Hi. I am new to the community, so I apologize for any errors that I make the first time. Also, sorry if this was answered somewhere else, but from looking at the forums, I was not able to find what I needed.
I trying to rewrite a deep learning model that can predict captchas using fastai API. The data that I’m using is this which consists of around 10k four-letter long captcha images. The label of each image can be deduced from its name, e.g. “ABCD.png”. I have successfully managed to do this without fastai first and my idea was the following:
- Make a PyTorch dataset that returns an image and a LongTensor of length four that represents the encoded label of each position, e.g. if I had an image “ABCD.png”, the y tensor that I would return would be [10 11 12 13] since in my case 10-13 turned out to be the corresponding encodings for letters A-D.

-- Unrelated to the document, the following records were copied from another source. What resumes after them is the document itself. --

PR #549, opened 2025-09-22
OBSINTA-789: Fix alerts chart empty state

Fewwy:
1)Memoized clickHandler function to avoid recreation of the function.
2) Moved clickHandler onClick function to the parent component and used combination of useCallback and React.memo to avoid additional rerenders.
3)Added conditions to the Table and Alerts chart that ensures that empty state will be shown when there no incidents selected. That fixes the bug/regression.

### DIFF
--- a/web/src/components/Incidents/AlertsChart/AlertsChart.tsx
+++ b/web/src/components/Incidents/AlertsChart/AlertsChart.tsx
@@ -30,6 +30,7 @@ import { useTranslation } from 'react-i18next';
 import { AlertsChartBar } from '../model';
 import { setAlertsAreLoading } from '../../../store/actions';
 import { MonitoringState } from '../../../store/store';
+import { isEmpty } from 'lodash-es';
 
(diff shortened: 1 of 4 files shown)


web/src/components/Incidents/AlertsChart/AlertsChart.tsx
```diff
@@ -30,6 +30,7 @@ import { useTranslation } from 'react-i18next';
 import { AlertsChartBar } from '../model';
 import { setAlertsAreLoading } from '../../../store/actions';
 import { MonitoringState } from '../../../store/store';
+import * as _ from 'lodash-es';
```
jgbernalp, line 33: we should avoid importing the whole library and use only the functions needed. Even if this already present on the code we are moving away from it

Fewwy: Replaced it with only isEmpty, force pushed the update

PR #560, opened 2025-09-28
OU-1003: automation monitoring stable

etmurasaki:


etmurasaki:
closing since it will be incorporated into OU-995.

PR #569, opened 2025-10-02
OBSINTA-789: Fix alert loading and processing

falox:
This PR rewrites the alert loading logic and fixes the following bugs: OU-1014, OU-1020, OU-1021. 
Details in the individual commit messages

Assisted-by: Claude


DavidRajnoha:
The PR does not fully fix OU-1014 – the case with just single data point is still not rendered correctly. The fix does not have to be included here, but please do not close the JIRA if this gets merged.

PR #570, opened 2025-10-02
OU-1024: Add translations for all strings in Incidents page

DavidRajnoha:
Translations were only partially applied for the incidents page. This PR wrap all strings in the code with the translation function. For the translations to be fully working, the files in `/web/locales/` still need to be updated.

Translation helpers are added for the PatternFly chip deletion callbacks in `ToolbarItemFilter.tsx`. The callbacks give us the displayed translated value, so the  reverseTranslateLabel is used to translate it back so the correct value can be passed to the onDeleteIncidentFilterChip call.

Assisted by Cursor with claude-4.5-sonnet model.


DavidRajnoha:
@tremes @falox @rioloc

PR #573, opened 2025-10-06
OU-1016: avoid displaying stale alerts data when selecting another incident detail

tremes:


web/src/components/Incidents/AlertsChart/AlertsChart.tsx
```diff
@@ -50,19 +50,38 @@ const AlertsChart = ({ theme }: { theme: 'light' | 'dark' }) => {
...
+      return [];
+    }
+
+    return alertsData;
+  }, [alertsData, alertsAreLoading, selectedGroupId]);
+
   // Use dynamic date range based on actual alerts data instead of fixed chartDays
   const dateValues = useMemo(() => {
-    if (!Array.isArray(alertsData) || alertsData.length === 0) {
+    if (!Array.isArray(displayAlertsData) || displayAlertsData.length === 0) {
```
jgbernalp, line 74: it seems displayAlertsData is always an array, would be better to use the correct type when defining the const

Fewwy:
Don't merge this, there is a bug. If you open filters dropdown and then deselect selected incident it will refresh the page and the filter will be still open 
image

DavidRajnoha:
@Fewwy I saw this too, but it should be fixed on the latest changes when @tremes addressed this in particular

PR #23, opened 2026-07-11
fix(compress): per-content-type keep policy so the digest keeps a test run's verdict

### LINKED ISSUE #22: Tier-1 digest drops a passing test run's verdict (content-blind keep rule)
### Summary
distil drops key lines at times which affects assessment. Typically this might be test results, where distil removes the actual results line causing more loops. See more details [here](https://moonlit-piroshki-fbaa04.netlify.app/)

### Problem
The Tier-1 reversible digest (`distil/compress/tier1.py`) keeps head/tail context plus a generic net (`DECISION:` markers and `error|exception|traceback|fail|warn|...` lines), but nothing recognizes a **result-summary** line. On an all-passing test log the summary matches no keep rule, and `tail=1` misses the multi-line footer, so the digest folds the one decision-relevant line behind a handle.

### Repro (facts)

A full `vitest run` (1955 tests, ~22,971 tokens at o200k) digests ~90%, but:
- `Tests  1955 passed (1955)` → **dropped** (folded behind a handle)
- incidental `ERROR [Crypto] ...` stdout from the code under test → **kept**

For a "validate tests" task the pass/fail summary is the whole payload, so a large (technically reversible) reduction that hides it is a quality miss.

### Note

The `tier1.py` docstring already anticipates the fix: *"in production this is where a learned per-content-type codec or a salience model plugs in."*

### Fix direction (PR upcoming)

A model-free per-content-type keep policy: LOG pins the result summary, TRACEBACK pins stack frames, DIFF pins hunk headers; each inherits the generic net. Stays non-inferior on the corpus (`make gate`) and byte-reversible. PR to follow.

—
Filed by Claude Opus 4.8 assisting @PliablePixels.

pliablepixels:
Fixes #22.

## Problem

The Tier-1 digest (`compress/tier1.py`) keeps head/tail plus a generic net (`DECISION:` and `error|fail|warn|...`), but no rule recognizes a **result-summary** line, and `tail=1` misses a multi-line footer. So an all-passing test log's verdict gets folded behind a handle.

## Fix

- **`compress/keep_policy.py`** (new): `classify(text) → {generic, log, traceback, diff}` and `must_keep(line, kind)`. LOG pins the result summary, TRACEBACK pins stack frames, DIFF pins hunk/file headers; every kind inherits the generic net. Model-free and deterministic — the "per-content-type codec" the `tier1.py` docstring names.
- **`digest()`** classifies once and applies the policy. Markers become `<< +N lines omitted, handle=H >>`, with a `(E error, W warn, O other)` breakdown appended only when flagged lines are folded (usually none, since the keep policy already surfaces them). Recovery handle and byte-exact restore unchanged.

## Before / after (the repro from #22)

Same `vitest run` log (1955 tests, ~22,971 tokens at o200k):

| | verdict `1955 passed` | marker |
|---|---|---|
| `main` | **dropped** | `<< +1 lines, handle=965d42f6 >>` |
| this PR | **retained** | `<< +1 lines omitted, handle=965d42f6 >>` |

The digest still reduces ~89% (22,971 → 2,515 o200k), now keeping the decision-relevant line.

## Corpus impact (`make bench`, $ saved per domain)

| domain | `main` | this PR | Δ |
|---|---|---|---|
| ops/sre | 32.8% | 32.6% | −0.2 |
| coding | 27.0% | 25.1% | −1.9 |
| support | 32.6% | 32.3% | −0.3 |
| research | 25.7% | 25.5% | −0.2 |
| data-analysis | 18.1% | 18.0% | −0.1 |
| devops | 22.8% | 22.6% | −0.2 |
| finance | 24.9% | 24.8% | −0.1 |
| **aggregate** | **25.5%** | **25.1%** | **−0.4** |

A small, bounded cost for keeping the load-bearing lines; coding-bugfix moves most since it is richest in log/trace/diff content.

## Gate & checks

- `make gate`: **PASS** — every trajectory certified non-inferior, aggressive rejected; byte-fidelity **PASS** (reversible + append-only across all 7 domains).
- `make lint` (ruff) ✓ · `mypy` ✓ (86 files) · full suite ✓ (+16 tests in `tests/test_keep_policy.py`).
- Coverage: `keep_policy.py` 100%, `tier1.py` 100%; the change is coverage-positive. (The repo's overall floor sits ~94.8% locally on `main` too — pre-existing, not introduced here.)

## Docs

ADR `docs/adr/0002-content-type-keep-policy.md`; `tier1.py` docstring and marker-format descriptions updated. No CHANGELOG entry (curated at release per `RELEASING.md`).

—
Authored by Claude Opus 4.8 assisting @PliablePixels.

### DIFF
--- a/distil/compress/keep_policy.py
+++ b/distil/compress/keep_policy.py
@@ -1,0 +1,114 @@
+"""Per-content-type keep policy for the Tier-1 reversible digest.
+
+The digest folds a verbose block's droppable middle behind a handle. WHICH lines
+are droppable depends on the content: a passing test run's value is its pass/fail
+summary, a traceback's is its frames, a diff's is its hunk headers. This module
+classifies a block and returns the per-type "must keep" rule, so the digest never
+drops the line the content is actually about. It also provides the by-category
+count that goes in the digest marker, so the agent can judge whether a folded span
+is worth expanding.
+
+Model-free and deterministic. The keep rule is biased toward over-keeping: a stray
+kept line costs a little compression, a missed one costs the agent the decisive
+line. This is the "per-content-type codec" the tier1 docstring anticipated.
+"""
+
+from __future__ import annotations
+
+import re
+from enum import Enum
+
+
+class ContentKind(str, Enum):
+    GENERIC = "generic"
+    LOG = "log"  # test / build / CI console output
+    TRACEBACK = "traceback"
+    DIFF = "diff"
+
+
+# GENERIC salience net (unchanged from the original digest): explicit DECISION
+# markers plus the lines an agent most often needs verbatim to react.
+_GENERIC_RE = re.compile(r"error|exception|traceback|fail|warn|panic|fatal", re.IGNORECASE)
+
+# LOG result-summary lines a runner prints. Anchored on a count next to an outcome
+# word, so per-test lines ("(3 tests) 5ms") are NOT kept, only summaries
+# ("1955 passed", "2 failed", "3 skipped"), plus common footer labels and exit codes.
+_RESULT_RE = re.compile(
+    r"\d+\s+(passed|passing|failed|failing|skipped|pending|errored)\b"
+    r"|^\s*(Test Files|Tests|Duration|Start at)\b"
+    r"|test result:"  # cargo
+    r"|=+.*\b(passed|failed|error)\b.*=+"  # pytest summary rule
+    r"|\bexit(?:\s|-)?code\b",
+    re.IGNORECASE,
+)
+
+# TRACEBACK: keep every stack frame so the call site survives, not just the message.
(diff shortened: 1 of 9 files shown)


dshakes:
adopted this in 1.15.0 — thanks, it's the right shape and it's the keep decision now.

quick note on how it landed: the branch conflicted because a first-pass verdict fix already went out in 1.14.1, and 1.15.0 added a dedup layer + a bench check on top, so a straight merge would've reverted those. so instead of merging as-is I pulled your `keep_policy.py` in — classify into log/traceback/diff/generic + the per-kind keeps, your result regex became the superset — and folded the dedup + check back over it. it's in 7a8d7ed with you as co-author so the credit's in the history, and the site docs describe it now. it also ended up being the base for a query-aware keep layer on top.

closing as adopted rather than merged, just to dodge that destructive-merge problem — but the work's in main. appreciate the clean module and the writeup.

- Use a standard resnet model, but change its final layers to output a 4*36 (4 positions times 26 letters plus 10 numbers) length vector. The crucial step is that then I reshape this into a 36x4 tensor and use nn.CrossEntropyLoss(reduction=“sum”) loss, the effect of which is to add up the cross-entropies for each of the four outputs.
- This way, my model learned to classify the letter at each position of the captcha separately.
- Note that some other metrics that I tracked was letter accuracy (checking if the model gets separate letters right) and overall accuracy (checking how many samples there are where each letter is predicted correctly).
I am now trying to think to rebuild this using fastai API. My thinking was:
- I can just use the same loss function by doing
learner.loss_func = nn.CrossEntropyLoss(reduction="sum")
- I can still have the custom head for my neural net that output the 36 by 4 tensor
- I know how to write a custom metric to track the model’s performance
However, I am struggling to figure out how to use the fastai dataloaders to pass the data in the same way as I did before. I tried looking at documentation for DataBunch and TransformBlock, but was unable to figure how to to get it to return the length four tensor with encoded labels for each position.
Any pointers appreciated, as well as comments on my approach overall. Let me now if there is some extra information that you need.